Exercise –
Transcribe the listing below only from the line with "However, since joblib" up to and including the line with "To fix spark parallel training errors.".

Material for this exercise –
===============

PR #1100, opened 2023-06-29
temp solution for joblib 1.3.0 issue

### LINKED ISSUE #1102: Parallel tuning with Spark is no longer possible if joblib isn't pinned to < 1.3.0
When `use_spark` is set to True, tune.py tries imports `register_spark` from `joblibspark` and [calls it](https://github.com/microsoft/FLAML/blob/e3ca95bf8a5cc9c86638dab8ef0eb44bc1f3ee6f/flaml/tune/tune.py#L627).

However, since joblib 1.3.0 was released yesterday, a class used by `register_spark` no longer exists, which causes any attempted use of parallel tuning with Spark to fail:

image

I've already created [an issue](https://github.com/joblib/joblib-spark/issues/49) in the joblib-spark GitHub repo, but I thought I should let you guys know.

thinkall:

To fix spark parallel training errors.

Temp solution for joblib 1.3.0 issue, no need once https://github.com/joblib/joblib-spark/pull/48 is merged

## Related issue number

Closes #1102 

## Checks

### DIFF
--- a/setup.py
+++ b/setup.py
@@ -15,7 +15,6 @@ __version__ = version["__version__"]
 
 install_requires = [
     "NumPy>=1.17.0rc1",
-    "joblib<1.3.0",  # temp solution for joblib 1.3.0 issue, no need once https://github.com/joblib/joblib-spark/pull/48 is merged
 ]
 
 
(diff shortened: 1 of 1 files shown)


levscaut (approved):

sonichi (changes requested):
Add it to the option which needs joblib. Don't add it here.

setup.py
```diff
@@ -15,6 +15,7 @@
 
 install_requires = [
     "NumPy>=1.17.0rc1",
+    "joblib<1.3.0",  # temp solution for joblib 1.3.0 issue, no need once https://github.com/joblib/joblib-spark/pull/48 is merged
```
qingyun-wu, line 18: Add this requirement only under the "spark" option?

qingyun-wu (approved):

sonichi (approved):

PR #1133, opened 2023-07-18
Json config list, agent refactoring and new notebooks

### LINKED ISSUE #1137: Whether UserProxyAgent's `auto_reply` should call `self.send`?
It might be better that the `auto_reply` function (https://github.com/microsoft/FLAML/blob/main/flaml/autogen/agent/user_proxy_agent.py#L185) in UserProxyAgent return a string and let the `receive` method call the `send` function.

It would be easier to manage what's being sent if only `receive` can call `send` when we want to inherit UserProxyAgent  and modify `receive` or/and `auto_reply`

### LINKED ISSUE #1139: dated API usage in autogen_agent_planning notebook?
https://github.com/microsoft/FLAML/blob/main/notebook/autogen_agent_planning.ipynb

```
def ask_planner(message):
    planner.receive(message, planner_user)
    return planner._oai_conversations[planner_user.name][-1]["content"]
```
The `planner.receive` is not a suggested API to use?

### LINKED ISSUE #1141: The (Assistant) Agent could have a function to update its config
I think this is useful because sometimes we may want to add new functions for the function_call

sonichi:

1. provide a utility function to load a config list from json. One can put all the endpoints in a single place and filter when needed.
2. update notebooks.
3. sanitize the handling of config list.
4. handle openml error in the tests. https://github.com/openml/OpenML/issues/1196
5. move is_termination_msg arg from UserProxyAgent to Agent and allow AssistantAgent to terminate the conversation.
6. create an AIUserProxyAgent which inherits UserProxyAgent and can make ai_reply like AssistantAgent. 
7. add a notebook for multi-agent multi-user applications.
8. other refactoring of agents.
9. add a notebook example for using IPython to execute code.

## Related issue number

close #1139 
close #1137 
close #1141 

## Checks


pcdeadeasy (approved):
Reviewed changes to is_termination_message implementation.

gagb (approved):
The AIUserProxyAgent is working as intended. The code needs documentation to set execution configuration to be set false.

PR #1149, opened 2023-07-26
RolePlay chat for GenericAgent

LittleLittleCloud:

This PR implements `MultiAgent RolePlay` chat for `GenericAgent`, plus a notebook example on how to use it.

## Related issue number
will create issue later

## Checks


flaml/autogen/agent/responsive_agent.py
```diff
@@ -260,11 +261,19 @@ def generate_reply(self, messages: List[Dict], default_reply: Union[str, Dict] =
...
         if self._code_execution_config is False:
             return default_reply if self.oai_config is False else self._oai_reply(messages)
-        code_blocks = extract_code(message["content"])
+        
+        # search from the most recent message to the oldest message for code blocks
+        for msg in reversed(messages):
+            code_blocks = extract_code(msg["content"])
+            print("code_blocks", code_blocks)
+            if len(code_blocks) == 1 and code_blocks[0][0] != UNKNOWN:
+                break
```
sonichi, line 270: This is problematic because (1) the same code will get re-executed if no new code is suggested. (2) if human prevents code execution in one turn, the code may get executed in later turn.

LittleLittleCloud: I see. However, simply checking the most recent message might also be problematic. For example, when in the `code writer` -> `code-reviewer` -> `code-runner` pattern.

To prevent 1), maybe we can simply check the "new messages" for a specific agent? AKA the messages after that specific agent's most recent message. To resolve (2), we might need another llm call to retrieve the running code from chatting history?

sonichi: I pushed a change to use llm to find code blocks when regex fails in #1154. That could be an alternative to the approach you use now.

sonichi:
I reviewed all the files except the notebook. One high-level observation is that the existing communication method via send() and receive() is not used. Instead, a few new methods like `role_play` are directly called. I wonder whether we could/should incorporate this design in our framework. @qingyun-wu

Please review #1154 as it will affect this PR.

sonichi (commented):
I had these comments yesterday. It seems that they were not posted.

LittleLittleCloud:
Closing because the major functionality of this PR is already in main.

PR #1165, opened 2023-08-01
consecutive auto reply, history, template, group chat, class-specific reply

### LINKED ISSUE #1164: improve control of consecutive auto reply
```[tasklist]
### Tasks
- [ ] reset the counter of consecutive_auto_reply in initiate_chat
- [ ] allow separate max_consecutive_auto_reply for different senders and configurable in initiate_chat
```

sonichi:

- [x] reset the counter of consecutive_auto_reply in initiate_chat
- [x] allow separate max_consecutive_auto_reply for different senders
- [x] option to clear conversation history in initiate_chat
- [x] chess notebook using these features
- [x] disallow format str template by default
- [x] print instantiated message
- [x] skeleton of groupchat
- [x] support register class-specific reply function
- [x] group chat notebook

## Related issue number

close #1164 

## Checks


JieyuZ2 (approved):

flaml/autogen/agentchat/groupchat.py
```diff
@@ -0,0 +1,177 @@
+import sys
+from typing import Dict, List, Optional, Union
+import random
+from .agent import Agent
+from .responsive_agent import ResponsiveAgent
+
+
+class BroadcastAgent(ResponsiveAgent):
```
BeibinLi, line 8: I really like this design. I only have some lint comments here. Feel free to ignore them. 


1. Maybe we can rename the "BroadcastAgent" as a "Room" or "AgentGroup" or something simpler. In the real world, participants are often in the same "room" (or Chat Group), and the message a participant said should be sent to everyone inside the room.  So, it contains the "agents" list, which is more intuitive.
2. Maybe, we can add another class "RoundRobinChatManager(ChatManagerAgent)" which asks each participant to speak one-by-one in a round fashion.

BeibinLi (commented):
LGTM

flaml/autogen/agentchat/responsive_agent.py
```diff
@@ -101,12 +101,26 @@ def __init__(
...
+        self._max_consecutive_auto_reply = (
             max_consecutive_auto_reply if max_consecutive_auto_reply is not None else self.MAX_CONSECUTIVE_AUTO_REPLY
         )
         self._consecutive_auto_reply_counter = defaultdict(int)
+        self._max_consecutive_auto_reply_dict = defaultdict(self.max_consecutive_auto_reply)
         self._function_map = {} if function_map is None else function_map
         self._default_auto_reply = default_auto_reply
+        self._class_specific_reply = []
+
+    def register_class_specific_reply(self, class_type, reply_func: Callable):
```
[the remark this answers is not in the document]
sonichi: Could you create an issue based on the comment? I won't be able to address them in this PR but the decorator suggestion is very good interesting. Agent's name is volatile but we can discuss it later.

flaml/autogen/agentchat/groupchat.py
```diff
@@ -0,0 +1,204 @@
+import sys
+from typing import Dict, List, Optional, Union
+import random
+from .agent import Agent
+from .responsive_agent import ResponsiveAgent
+
+
+class Room(ResponsiveAgent):
```
LittleLittleCloud, line 8: it's unclear on the expected behavior over the following example if `Room` is an `ResponsiveAgent`
- `Room.Send` and `Room.Receive` from an external agent
- `Room.Send` and `Room.Receive` from other room
- nested `Room` agent inside `Room`

flaml/autogen/agentchat/groupchat.py
```diff
@@ -0,0 +1,204 @@
...
+        # set the name to sender's name if the role is not function
+        if message["role"] != "function":
+            message["name"] = sender.name
+        # broadcast the message to all agents except the sender
+        for agent in self.agents:
+            if agent != sender:
+                self.send(message, agent)
+
+
+class ChatManagerAgent(ResponsiveAgent):
```
LittleLittleCloud, line 50: Maybe we can move
- `select_next_speaker`
- `participant_information`

into `ChatManagerAgent`?

The `Room` will have
- A `ChatManagerAgent`
- A group of `ResponsiveAgent` as participants

In each round, `ChatManagerAgent` will be responsible for selecting the next speaker from the participants. `ChatManagerAgent` will also be responsible for receiving the message from next speaker.

Therefore, No extra change would be required for `ResponsiveAgent` to be a participant in a group chat.

ekzhu:
I think the new chess player agent notebook looks good.

ekzhu (approved):

flaml/autogen/agentchat/groupchat.py
sonichi: renamed

flaml/autogen/agentchat/responsive_agent.py
```diff
@@ -373,27 +510,16 @@ def generate_reply(
...
-                return default_reply
-            # code_blocks, _ = find_code(messages, sys_msg=self._oai_system_message, **self.llm_config)
-            # if len(code_blocks) == 1 and code_blocks[0][0] == UNKNOWN:
-            #     return code_blocks[0][1]
-            return self._oai_reply(messages)
-        # try to execute the code
-        exitcode, logs = self.execute_code_blocks(code_blocks)
-        exitcode2str = "execution succeeded" if exitcode == 0 else "execution failed"
-        return f"exitcode: {exitcode} ({exitcode2str})\nCode output: {logs}"
+        final, reply = self._check_termination_and_human_reply(sender=sender)
```
thinkall, line 513: Could we run the registered functions before the default `_check_termination_and_human_reply`? In my case, I need to check the received message, but when human_input_mode=="ALWAYS", the `_check_termination_and_human_reply` will return final as True, and my registered function will not be executed. I still need to override `generate_reply`. But if we run the registered functions first, I can achieve my goal without override the `generate_reply`.

thinkall (commented):
LGTM with one suggestion.

flaml/autogen/agentchat/responsive_agent.py
sonichi: If you skip human input by pressing Enter, `_check_termination_and_human_reply` should return final as False unless the msg is a termination msg.

flaml/autogen/agentchat/groupchat.py
BeibinLi: Very good point. I suggested the name "Room" but neglected the issues with "Room" inside the "Room". Let's discuss offline.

===============

Solution for this exercise –
However, since joblib 1.3.0 was released yesterday, a class used by `register_spark` no longer exists, which causes any attempted use of parallel tuning with Spark to fail:

image

I've already created [an issue](https://github.com/joblib/joblib-spark/issues/49) in the joblib-spark GitHub repo, but I thought I should let you guys know.

thinkall:

To fix spark parallel training errors.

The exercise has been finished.